Jenny and her bike on a mission to deliver babies and perfect her fifties hairstyle. |
Apart from other professions that save lives (firemen, ambulance drivers, A&E doctors and at certain times of extreme stress, hostage negotiators or social workers), is there a profession any more noble than midwifery? Midwives are there in a mother's hour of most desperate need to offer support and usher new life into this world. And in 'Call the Midwife,' they do all of the above while also riding a bicycle through the busy streets of London's East End in the 1950s and wearing a cute nurse's cap. I can't stand the sight of blood or the idea of witnessing an actual birth and even I want to be a midwife after watching the show.
Based on the memoirs of a 'real-life midwife,' Jennifer Worth, 'Call the Midwife' is produced by Neal Street Productions for BBC Drama and it never fails to amaze me with its production values. The detail in the period costumes and 1950s sets is fantastic. The storytelling is also very good, with the show examining not just the emerging postwar NHS neonatal healthcare and developments in obstetrics but also other social issues of the 1950s such as marriage, poverty, pediatrics and the role of women among the docks of the East End of London. Every episode seems realistic, (probably as a result of being based on a real person's memoirs), good things happen but so do bad things. People die, get sick and even sometimes the babies are born with problems. But then people also fall in love, marry and get on with living their lives despite the difficult circumstances they find themselves in. The show can of course be a bit overly sentimental. Hey, its no 'The Wire' or 'The Killing.' But it's about childbirth and lets, be honest, who wants to take a harsh cynical view of midwives. We love midwives remember? After all, at once point, we all came into contact with one at the hour of our own birth.

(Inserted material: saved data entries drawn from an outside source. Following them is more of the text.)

PR #53, opened 2017-05-14
OHFJIRA-51: Cluster node management API.

hanusto:
Exposed endpoint for management cluster node entities via REST calls.

API design: http://docs.openhubframework.apiary.io/#reference/0/openhub-cluster-nodes-management
Mockup design: https://openwise.mybalsamiq.com/projects/openhub/Cluster%20nodes

## Changes

- fixed javadoc for `NodeService` API
- added implementation via `ClusterNodeController`
- added test to verify functionality
- added `CollectionWrapper` class to hold RPC items

Issue: OHFJIRA-51

### DIFF
--- a/web-admin/src/main/java/org/openhubframework/openhub/admin/web/cluster/node/rest/ClusterNodeController.java
+++ b/web-admin/src/main/java/org/openhubframework/openhub/admin/web/cluster/node/rest/ClusterNodeController.java
@@ -1,0 +1,118 @@
+/*
+ *  Copyright 2017 the original author or authors.
+ *
+ * Licensed under the Apache License, Version 2.0 (the "License");
+ * you may not use this file except in compliance with the License.
+ * You may obtain a copy of the License at
+ *
+ *     http://www.apache.org/licenses/LICENSE-2.0
+ *
+ * Unless required by applicable law or agreed to in writing, software
+ * distributed under the License is distributed on an "AS IS" BASIS,
+ * WITHOUT WARRANTIES OR CONDITIONS OF ANY KIND, either express or implied.
+ * See the License for the specific language governing permissions and
+ * limitations under the License.
+ */
+
+package org.openhubframework.openhub.admin.web.cluster.node.rest;
+
+import java.util.List;
+import javax.validation.Valid;
+
+import org.springframework.beans.factory.annotation.Autowired;
+import org.springframework.http.HttpStatus;
+import org.springframework.util.Assert;
+import org.springframework.validation.BindingResult;
+import org.springframework.web.bind.annotation.*;
+
+import org.openhubframework.openhub.admin.web.cluster.node.rpc.NodeRpc;
+import org.openhubframework.openhub.admin.web.common.AbstractOhfController;
+import org.openhubframework.openhub.admin.web.common.rpc.CollectionWrapper;
+import org.openhubframework.openhub.api.common.Constraints;
+import org.openhubframework.openhub.api.entity.Node;
+import org.openhubframework.openhub.api.exception.NoDataFoundException;
+import org.openhubframework.openhub.api.exception.validation.ValidationException;
+import org.openhubframework.openhub.spi.node.NodeService;
+
+
+/**
+ * REST controller with operations of {@link org.openhubframework.openhub.api.entity.Node} entity.
+ *
+ * @author Tomas Hanus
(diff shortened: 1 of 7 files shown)


web-admin/src/main/java/org/openhubframework/openhub/admin/web/cluster/node/rpc/NodeRpc.java
```diff
@@ -0,0 +1,237 @@
...
+    }
+
+    /**
+     * Validates RPC (mandatory attributes, correct object state etc.).
+     *
+     * @param errors       Binding/validation errors
+     * @param updateEntity {@code null} if new entity is created otherwise entity that is updated
+     * @throws ValidationException when there is error in input data
+     */
+    public final void preSaveValidation(BindingResult errors, @Nullable Node updateEntity) throws ValidationException {
```
pjuza, line 182: Why this method when you can call directly validate() method?

web-admin/src/main/java/org/openhubframework/openhub/admin/web/cluster/node/rest/ClusterNodeController.java
```diff
@@ -0,0 +1,118 @@
...
+        Assert.notNull(nodeRpc, "nodeRpc can not be null");
+        if (nodeRpc.getId() != null) {
+            Constraints.state(id.equals(nodeRpc.getId()), "IDs must be equal");
+        }
+
+        // get entity to update it
+        Node dbNode = nodeService.getNodeById(id);
+
+        // save entity
+        nodeService.update(dbNode, new NodeRpc.ChangeCallback(errors, nodeRpc));
```
pjuza, line 104: I see that validation concept doesn't go well with concept of ChangeCallback ... It's statement, I would leave it and we will see ...

web-admin/src/main/java/org/openhubframework/openhub/admin/web/common/rpc/CollectionWrapper.java
```diff
@@ -0,0 +1,82 @@
...
+
+
+/**
+ * Collection wrapper of items.
+ *
+ * @param <T> - type of item in collection result
+ * @author Tomas Hanus
+ * @since 2.0
+ */
+public class CollectionWrapper<T> {
```
pjuza, line 35: I like it ... 👍

pjuza (approved):

web-admin/src/main/java/org/openhubframework/openhub/admin/web/cluster/node/rpc/NodeRpc.java
hanusto: Cannot. Validation is protected and not visible from outside.

web-admin/src/main/java/org/openhubframework/openhub/admin/web/cluster/node/rest/ClusterNodeController.java
hanusto: Yes, but I think this is exception :).

web-admin/src/main/java/org/openhubframework/openhub/admin/web/cluster/node/rest/ClusterNodeController.java
```diff
@@ -0,0 +1,118 @@
...
+
+    /**
+     * Updates existing {@link NodeRpc}.
+     *
+     * @param id      as identifier of {@link NodeRpc}
+     * @param nodeRpc The {@link NodeRpc}
+     * @throws ValidationException  if input object has wrong values
+     * @throws NoDataFoundException entity not found for update
+     */
+    @RequestMapping(value = "/{id}", method = RequestMethod.PUT, produces = {"application/xml", "application/json"})
```
kkovarik, line 89: Philosophical: Is the **produces** configuration needed with 204 No Content response? As API consumer won´t be expecting any kind of response, he may not expect to send any Accept* headers?

web-admin/src/main/java/org/openhubframework/openhub/admin/web/common/rpc/CollectionWrapper.java
kkovarik: +1

kkovarik (approved):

Anyway, back to the show. The Christmas Special episode had me bawling so much I had to take a break halfway through to make a cup of tea and get a tissue. The story of the special shown on Christmas Day centered not only on birth, but also on the themes of poverty and social care. An old lady found wandering the streets is taken in by the midwives and the nuns that run the local hospital. As she is cared for, her tragic past is slowly revealed. In her youth (around 1906) she was widowed and unable to care for both herself and her five children, she was admitted to the workhouse and her children removed from her care. Due to disease and neglect in the workhouse, all her children died one by one. The saddest scene of the episode was when Jenny, the main character of the show, takes the old lady to the mass pauper's grave that her children are buried in to try to give her some closure to her grief. It was really heart-wrenching stuff and perhaps a bit too upsetting for Christmas Day, but it pleased me none the less, as I feel that it is the stories of people like Jenny and the old lady that are rarely told in TV and film. Everyday people with small but never the less important lives.
Of course, even the happy stories in the series make me cry. All the babies being born in each episode and the mothers looking so happy, sends me right over the edge and will have me scooting across the living room to grab a tissue. Where is my self control?! I guess I find being sad sometimes a bit cathartic. My husband thinks the whole thing is rather ridiculous, but even he was moved when watching the latest episode. I doubt I can get him to watch it next week however (he shows only a marginal interest in midwifery and childbirth understandably), so I have my box of tissues ready and the kettle set up in case I need a break for emotional relief and an emergency cup of tea.